$\newcommand{\tr}{\operatorname{tr}}$
First, let us give an alternative description of $\tr {\bigwedge}^m T$.
Let $e_1,e_2,\dots,e_n$ be a fixed basis for $V$, and for $J \subset \{1,2,\dots,n\}$ with $|J| = m$, let $T_J$ denote the $m \times m$ matrix acquired by keeping the entries $T_{i,j}$ with $i,j \in J$. Alternatively, if $P_J$ is the projection onto $\operatorname{span} \{e_i\}_{i \in J}$ then $T_J = P_J T P_J$. My claim is that:
$$\tr {\bigwedge}^m T = \sum_J \det T_J$$ where the sum runs over all $J$ with $|J| = m$. More precisely, if $e_J := \bigwedge_{i \in J} e_i$ (in any order, but fixed once and for all), then ${\bigwedge}^m T e_J = \det T_J e_J + \sum_{I \neq J} \alpha_I e_I$. This can be showed by brute-force application of the definition on exterior power and the determinant (the one with sum over permutations). Another possibility is to say that:
$$
{\bigwedge}^m P_J {\bigwedge}^m T e_J
= {\bigwedge}^m P_J {\bigwedge}^m T {\bigwedge}^m P_J e_J
= {\bigwedge}^m T_J e_J = \det T_J e_J
$$
where the last equality holds because $m$ is the dimension of the space on which $T_J$ acts (Wiki lists this property as one of the possible definitions of $\det$).
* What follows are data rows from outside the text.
PR #3737, opened 2022-04-08
fix(sql): allow joins with joins on the right

### LINKED ISSUE #3729: bug: joins with join on the right hand side are not implemented
Paring down the example from #1045, this test fails:

```python
def test_1045(con):
    con.raw_sql("drop table if exists test1")
    con.raw_sql("drop table if exists test2")
    con.raw_sql("drop table if exists test3")

    con.raw_sql("create table test1 (id1 integer not null, val1 real)")
    for i in range(10):
        con.raw_sql(
            "insert into test1 values (1, 10), (2, 20), (3, 20), (2, 21)"
        )

    con.raw_sql(
        "create table test2 (id2a integer not null, id2b bigint, val2 double precision)"
    )
    for _ in range(10):
        con.raw_sql("insert into test2 values (1, 4, 15), (2, 5, 25)")

    con.raw_sql(
        "create table test3 (id3 text not null, val2 double precision, dt timestamp without time zone)"
    )
    for i in range(10):
        con.raw_sql(
            "insert into test3 values ('4', 15, '2016-07-17 19:55:03'), (2, 25, '2016-07-17 19:55:03')"
        )

    t1 = con.table('test1')
    t2 = con.table('test2')
    t3 = con.table('test3')

    t3 = t3[[c for c in t3.columns if c != "id3"]].mutate(
        id3=t3.id3.cast('int64')
    )

    t3 = t3[[c for c in t3.columns if c != "val2"]].mutate(t3_val2=t3.id3)
    from ibis.util import psql

    t4 = t3.join(t2, t2.id2b == t3.id3)

    t1 = t1[[t1[c].name(f"t1_{c}") for c in t1.columns]]

    t5 = t1.join(t4, t1.t1_id1 == t4.id2a)
```

cpcloud:
This PR allows joins whose right operator is itself a join.

The thing that made this initially tricky was that walking the join
tree isn't enough, because join predicates will refer to table in the right
join before it's available. The problem is one of precedence: the right hand
join must logically be run before its parents, but doesn't guarantee that
in a query like

```python
t3 = t1.join(t2, t1.a == t2.a)
t4.join(t3, t4.b = t3.b)
```

that `t3` will be defined before `t4`.

The solution is to force subquery creation using the `TableExpr.view` method on
right side of the join if the right side is itself a join and then replace the
predicate children with this new subquery.

Closes #3729.


gforsyth (approved):
Nice!

PR #3742, opened 2022-04-09
fix(expr): fix formatting of table info using `tabulate`

cpcloud:
This PR fixes the rendering of `table.info()` using the lightweight `tabulate` library.


kszucs:
Shall we have a test for it?

cpcloud:
At the very least we should invoke it somewhere if we're not already.

PR #3755, opened 2022-04-11
fix(sql): retain column names for named ColumnExprs

### LINKED ISSUE #3754: Base SQL backend discards column names
For a ColumnExpr that isn't a TableColumn, the base SQL backend unconditionally uses the name 'tmp' for the resulting query, rather than retaining the name 

```
>>> import ibis.backends.base.sql
>>> simple_table = ibis.table(
...         [
...             ('int_col', 'int32'),
...         ],
...         'simple_table',
...     )
>>> expr = (simple_table.int_col + 3).name('foo')
>>> ibis.backends.base.sql.Compiler().to_sql(expr)
'SELECT `int_col` + 3 AS `tmp`\nFROM simple_table'
```

It seems like this should result in `'SELECT `int_col` + 3 AS `foo`\nFROM simple_table'`

mikegraham:
If the ColumnExpr is named, keep that name in the SQL query (and eventually in the resulting pandas series) rather than unconditionally using the name `tmp`

fixes #3754

### DIFF
--- a/ibis/backends/base/sql/compiler/select_builder.py
+++ b/ibis/backends/base/sql/compiler/select_builder.py
@@ -317,8 +317,11 @@ class SelectBuilder:
                 # Something more complicated.
                 base_table = L.find_source_table(expr)
 
-                table_expr = base_table.projection([expr.name('tmp')])
-                result_handler = _get_column('tmp')
+                if not expr.has_name():
+                    expr = expr.name('tmp')
+
+                table_expr = base_table.projection([expr])
+                result_handler = _get_column(expr.get_name())
 
             return table_expr, result_handler
         else:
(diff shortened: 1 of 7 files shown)


mikegraham:
I hadn't run the backend tests before creating this PR, as you can see.

If the general approach is something you're interested in, I can fix the tests.

cpcloud:
@mikegraham Thanks for the PR, this seems like a reasonable idea. If you fix up the tests we can go ahead and merge.

cpcloud:
@mikegraham We'd like to release 3.0.0 on April 25th, and it'd be swell if we could get this in before then. Otherwise, we'll definitely get this in the next point release.

cpcloud:
@mikegraham I ended up fixing this up so that we can get it in for 3.0.0.

cpcloud (approved):

mikegraham:
Thanks a million!

PR #3774, opened 2022-04-17
chore(dev): make it easier to render the changelog

cpcloud:
This PR adds two tools for looking at a generated changelog that more closely matches the final output as opposed to looking at the output of ci/release/dry_run.sh which uses a fake repo.

### DIFF
--- a/shell.nix
+++ b/shell.nix
@@ -9,6 +9,7 @@ let
     curl
     duckdb
     git
+    glow
     jq
     just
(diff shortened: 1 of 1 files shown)


cpcloud:
The changelog can be rendered inside a `nix-shell` using:

```
changelog | glow - -w 230
```

Adjust the `-w` (width) parameter as needed.

PR #3800, opened 2022-04-21
feat(api): unnest

### LINKED ISSUE #1146: feat: support for UNNEST (array flatten operation)
Each of the following systems has a slightly different way of expressing flattening of arrays:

Now, because $\tr {\bigwedge}^m T$ is by definition the sum of coeffs at $e_J$ in ${\bigwedge}^m T e_J$ (note that $e_J$ form the basis), it turns out that the formula with the sum works.
Thus, it remains to see that $c_m = (-1)^m \sum_J \det T_J$. This can be done by looking at how the characteristic polynomial is computed from the definition, using the matrix form of $T$. I think this is known, and has been asked on MSE (except the sign differs). The gist of the proof I know is that to get $(-x)^{n-m}$ from $\det(T - xI)$, you need to choose the term $-x$ in $n-m$ places, and from what remains you get the coefficient $\det T_J$, where $J$ is the set of indices where you did not take the $-x$.